# Anyone else got a short Luteal Phase? - In a panic.



## sophia_snail (Nov 7, 2010)

Hi, we are in the middle of our first 2ww after DIUI.... this morning I happened upon an article about the luteal phase (number of days between ovulation and period) and the chances of miscarriage if it is regularly less than 12 days. Mine is usually 10/11 days so now I am in complete dispair because I thought there was at least a reasonable chance I would get a BFP in a weeks time, but now it looks like its very unlikely.  My cycle is usually between 29 and 35 days, and I usually ovulate between day 19 and day 25.

I can't believe that I hadn't even heard of the luteal phase until this morning, despite having done lots of research before having DIUI. It was never mentioned at appointments at MFS, who have been great in every other respect.

Has anyone else got any experience of this at all?
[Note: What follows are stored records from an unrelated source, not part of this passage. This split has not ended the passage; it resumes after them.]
PR #612, opened 2024-08-23
Sync'd 1.11.rc --> 1.12.rc

pahearn73:
## What

## Why

Why are these changes needed?

## How

## Test

## Checklist

### DIFF
--- a/core/main/src/broker/endpoint_broker.rs
+++ b/core/main/src/broker/endpoint_broker.rs
@@ -787,6 +787,7 @@ fn apply_response(
                     error!("jq_compile error {:?}", e);
                 }
             }
+            trace!("mutated output {:?}", v);
         }
         Err(e) => {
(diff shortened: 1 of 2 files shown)


core/main/src/broker/endpoint_broker.rs
```diff
@@ -787,6 +787,7 @@ fn apply_response(
                     error!("jq_compile error {:?}", e);
                 }
             }
+            trace!("mutated output {:?}", v);
```
B-Larsen, line 790: @pahearn73 It looks like this was removed under https://github.com/rdkcentral/Ripple/commit/5e523501d91d9890a9a57767ecd53f248c0a1b5f
and added in line 783.  Is it intentional to add this back in here as well?

pahearn73:
Replacing with pahearn_1.11.rc-1.12.rc_b

PR #615, opened 2024-08-28
fix: Handling for Provider Error for generic

satlead:
## What

Currently Provider errors are not handled for Providers outside Pin Challenge and Acknowledge Challenge

## Why

Original changes were focused on the Response payloads.

## How

By providing a Generic Error Payload as a default parser for any Provider Responses before throwing errors.

## Test

Using Error Type object for Any API call outside Acknowledge Challenge and Pin Challenge

## Checklist

### DIFF
--- a/core/main/src/firebolt/handlers/provider_registrar.rs
+++ b/core/main/src/firebolt/handlers/provider_registrar.rs
@@ -133,13 +133,17 @@ impl ProviderRegistrar {
                 }
             }
             ProviderResponsePayloadType::GenericResponse => {
-                let external_provider_response: Result<ExternalProviderResponse<Value>, CallError> =
-                    params_sequence.next();
+                let external_provider_response: Result<
+                    ExternalProviderResponse<Option<Value>>,
+                    CallError,
+                > = params_sequence.next();
 
                 if let Ok(r) = external_provider_response {
                     return Some(ProviderResponse {
                         correlation_id: r.correlation_id,
-                        result: ProviderResponsePayload::GenericResponse(r.result),
+                        result: ProviderResponsePayload::GenericResponse(
+                            r.result.unwrap_or(Value::Null),
+                        ),
                     });
                 }
             }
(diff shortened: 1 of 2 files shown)


core/main/src/firebolt/handlers/provider_registrar.rs
```diff
@@ -119,15 +119,18 @@ impl ProviderRegistrar {
...
-                if let Ok(r) = external_provider_error {
-                    return Some(ProviderResponse {
-                        correlation_id: r.correlation_id,
-                        result: ProviderResponsePayload::ChallengeError(r.error),
-                    });
+                match external_provider_error {
+                    Ok(r) => {
+                        return Some(ProviderResponse {
+                            correlation_id: r.correlation_id,
+                            result: ProviderResponsePayload::ChallengeError(r.error),
```
pahearn73, line 130: Are you sure this is always going to be a `ChallengeError` when the payload type is `ProviderResponsePayloadType::GenericError`?

core/sdk/src/api/firebolt/provider.rs
```diff
@@ -49,6 +49,7 @@ pub enum ProviderResponsePayloadType {
     EntityInfoResponse,
     PurchasedContentResponse,
     Generic,
```
pahearn73, line 51: Since we've added `GenericError` let's rename `Generic` --> `GenericResponse`.

core/main/src/firebolt/handlers/provider_registrar.rs
satlead: So firebolt open rpc has a generic provider for all error objects which match the ChallengeError 
https://github.com/rdkcentral/firebolt-openrpc/blob/665aad3ece7e8b3e196c1a1bafa34181c646c26e/src/shared/modules.mjs#L878

So i just renamed the challenge Error to generic error now its very scalable

pahearn73: Nice, thanks.

pahearn73 (approved):

Nv-Delle1416 (approved):

PR #622, opened 2024-09-04
RPPL-2419: deleted the firebolt-open-rpc.json from Ripple, necessary erro…

nnaveen979:
…r handling updated.

## What

Remove: firebolt-open-rpc.json file from Ripple.

## Why

This will reduce the ripple filesystem footprint by approx 257kb-501kb

## How

deleted the firebolt-open-rpc.json from Ripple, by environment variables , build system still access this file. full details updated in Ripple README file.

## Test

firebolt-open-rpc.json file deleted and run Ripple, it's referring the expected path.

## Checklist

- [+] I have self-reviewed this PR


pahearn73 (commented):
We should be attempting to load firebolt-open-rpc.json exactly the same way we do for manifests, e.g. for device manifest we have try_manifest_files() which tries to load from various sources e.g. load_from_env(), load_from_home(), load_from_etc(). Create these same functions, do it the same way. See [here](https://github.com/rdkcentral/Ripple/blob/main/core/main/src/bootstrap/manifest/device.rs#L25).

Your unit tests are failing because the path to firebolt-open-rpc.json is empty. That's probably because you haven't added:

export FIREBOLT_OPEN_RPC=${workspace_dir}/target/openrpc/firebolt-open-rpc.json

...to run.sh and runCI.sh.

core/main/src/state/openrpc_state.rs
```diff
@@ -125,55 +125,20 @@ impl OpenRpcState {
         }
     }
 
-    fn load_firebolt_open_rpc() -> FireboltVersionManifest {
```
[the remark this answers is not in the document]
brendanobra: run.ch and runCI.sh are not used in the unit test step in the github action that runs the ci for PRs (https://github.com/rdkcentral/Ripple/blob/main/.github/workflows/Build.yml) so this ^^^ will not work. The issue appears to be that  that there is a coupling between the unit tests and `firebolt-open-rpc.json`, which does not exist in Ripple (and only seems to exist in a closed source repo). I think the best way to proceed is to either 1) add a `firebolt-open-rpc.json` into Ripple (which may have to be maintained, not sure of the details) or 2) add mock/test gated compilation for different behavior during test in openrpc_state.rs (this is probably better, but I have not looked too deeply into it yet)

.github/workflows/Build.yml
```diff
@@ -41,7 +41,7 @@ jobs:
     steps:
       - uses: actions/checkout@v3
       - uses: actions-rust-lang/setup-rust-toolchain@v1
-      - run: cargo test
+      - run: ./ripple test
```
brendanobra, line 44: As we discussed, I don't think this is best practice  - the unit tests should run with only `cargo test`, and not require a wrapper to setup the environment

nnaveen979: I agree, will remove these changes.

pahearn73 (approved):

brendanobra (approved):

tfarz123 (approved):

PR #631, opened 2024-09-19
feat: HDCP/HDR settings cache updated

bsenth200:
## What

## Why

Why are these changes needed?

## How

## Test

## Checklist

### DIFF
--- a/device/thunder_ripple_sdk/src/client/thunder_client.rs
+++ b/device/thunder_ripple_sdk/src/client/thunder_client.rs
@@ -394,11 +394,11 @@ impl ThunderClient {
                 if let Some(sub) = subscriptions.get_mut(&subscribe_method) {
                     // Remove the listener for the given sub_id
                     sub.listeners.remove(&sub_id);
-                    
-                    sub.sub_ids_list.get_mut(&subscribe_method).map(|sub_ids| {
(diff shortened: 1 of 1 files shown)


core/main/src/service/context_manager.rs
```diff
@@ -75,6 +75,34 @@ impl ContextManager {
             warn!("No processor to set TimeZoneChanged status listener")
         }
 
+        // Setup the DisplayConnectionChanged status listener
+        debug!("Subscribing for change in Display Connection");
+        if ps
+            .get_client()
+            .send_extn_request(DeviceEventRequest {
+                event: DeviceEvent::InputChanged,
```
pahearn73, line 83: I'm not sure we should be using `DeviceEvent::InputChanged` at all with any of this, I think this refers to HDMI inputs whereas HDCP relates to when the OUTPUT device (TV) is changed (e.g. device connection has changed).

pahearn73: ...in other words it seems like we need to rename `DeviceEvent::InputChanged` to `DeviceEvent::HdcpChanged`. But note the contract name should also be changed (`EventAdjective::Input` --> `EventAdjective::Hdcp`) in code and manifests.

pahearn73 (dismissed):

I feel like the whole world crached this morning.


----------



## Butterfly_wings (Jul 9, 2011)

D you know what Hun, I'm not saying this to be horrible to you, but there is so much about our bodies that don't fit into the normal / perfect category. I'm a midwife, who spends my life bringing other people's baby's into the world, so imagine how much time I spend panicking that my pelvis isn't the right shape, that this bits too narrow or this bits too low down or maybe my labour won't progress or....but then I just had to think... Stop! People get pregnant in the craziest of situations, and people's labours rarely got the way we expect them to. 

If this is the right time for you to get pregnant, you will, regardless of how long your luteal phase. There might be things that make it more or less likely, but then a lot of it is out of our control. If this is not the right time, for your very special baby to come along, then it won't happen this time. But one of the things that I truly deeply believe will make it more likely is thinking positive, anxiety and worry have such a massive impact on our very special hormones.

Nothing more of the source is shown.